Between 17 September and 20 November, we stroll around Balat, Çemberlitaş, Sıraselviler, Tophane, Yeldeğirmeni, and Zeytinburnu for the 17th Istanbul Biennial. This year’s Biennial takes its inspiration from compost, a natural fertilisation method in which many different organic wastes are brought together and decomposed. We stroll around these neighbourhoods one more time, but this time for the Biennial, we enter streets we frequent less and peek through the doors of the buildings whose names we have just heard of. This time, we let our eyes roam over the city we are native to, like travellers.
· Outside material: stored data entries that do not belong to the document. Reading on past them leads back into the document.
PR #26127, opened 2026-02-03
Improved `yarn dev` usage with Stripe

kevinansfield:
no issue

Previously with the Dockerised `yarn dev` command, in order to enable Stripe webhooks it was necessary to modify your local `.env` file to add the `COMPOSE_PROFILES=stripe` line, and either specify Stripe keys in the `.env` or export ENV variables in your shell file.

- added `docker/stripe/with-stripe.sh` command that adds `stripe` to `COMPOSE_PROFILES` and performs requirement checks to enable early exit with a useful log rather than needing to dig into container logs to find the problem
- added `yarn dev:stripe` command to make Stripe availability easier to find than stumbling across the `.env.example` file
- updated `yarn dev:all` to use `with-stripe.sh` so Stripe webhook support is included alongside other services


docker/stripe/with-stripe.sh
```diff
@@ -0,0 +1,41 @@
...
+    echo "================================================================================"
+    echo "ERROR: STRIPE_SECRET_KEY is not set"
+    echo ""
+    echo "To use the Stripe service, set STRIPE_SECRET_KEY in your .env file or ENV vars:"
+    echo "  STRIPE_SECRET_KEY=sk_test_..."
+    echo ""
+    echo "You can find your secret key at: https://dashboard.stripe.com/test/apikeys"
+    echo "================================================================================"
+    echo ""
+    exit 1
```
kevinansfield, line 36: This mirrors the error message output in the container itself via the [entrypoint.sh script](https://github.com/TryGhost/Ghost/blob/main/docker/stripe/entrypoint.sh#L30-L40).

I think it's useful to keep both because the stripe container can still be started without using this script if manually enabled via your `.env`/`COMPOSE_PROFILES`

sagzy (approved):
Love this @kevinansfield 

Makes using Stripe much more intuitive: run `yarn dev:stripe` → see error message on how to set the required private key → Stripe works. No need to remember another process!

jonatansberg (approved):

When our feet get tired, but not our minds, we catch our breath in a café where locals sit. It is the curiosity that makes our feet stand back up again. We feel homely and then unhomely again. We swing around the authentic and the cliché, the old and the new, the traditional and the modern, the nostalgic and the futuristic, between the black and the white of the 6 neighbourhoods where the 17th Istanbul Biennial is spread.
‘Can the streets be audible and/or silent narrators of the neighbourhood at the same time?’. This question is on our minds as we traverse the streets again and again. We continue on our route through artisan and artist workshops, streets, parks, restaurants, shops, and cultural centres to better understand and read the neighbourhoods and become a participant in their everyday culture.
Tag along, we are hanging out in Yeldeğirmeni
Today, we started walking from the Museum Gazhane in Hasanpaşa, and the road will take us to arthereistanbul, where many stories, voices, and conversations will intertwine. In between, we will explore the multicultural, colourful, and cat-filled Yeldeğirmeni.
Follow us,
Soli team
Yeldeğirmeni route from Museum Gazhane to arthereistanbul
We bumped into acquaintances at Küff, walked at Uzun Hafız Street while the sun was setting in Yeldeğirmeni.

Biennial venues
Museum Gazhane: Founded at the end of the 19th century to produce the air gas that would provide the energy needed to power the Anatolian side of Istanbul, Hasanpaşa Gazhane closed in 1993. Today it is a 24-hour center with exhibition and museum spaces, stages, and libraries.
Museum Gazhane
arthereistanbul: Founded in 2014 by artists who left Syria because of the war, arthereistanbul has a sound recording studio, residency programs, a darkroom, and spaces for exhibitions and workshops.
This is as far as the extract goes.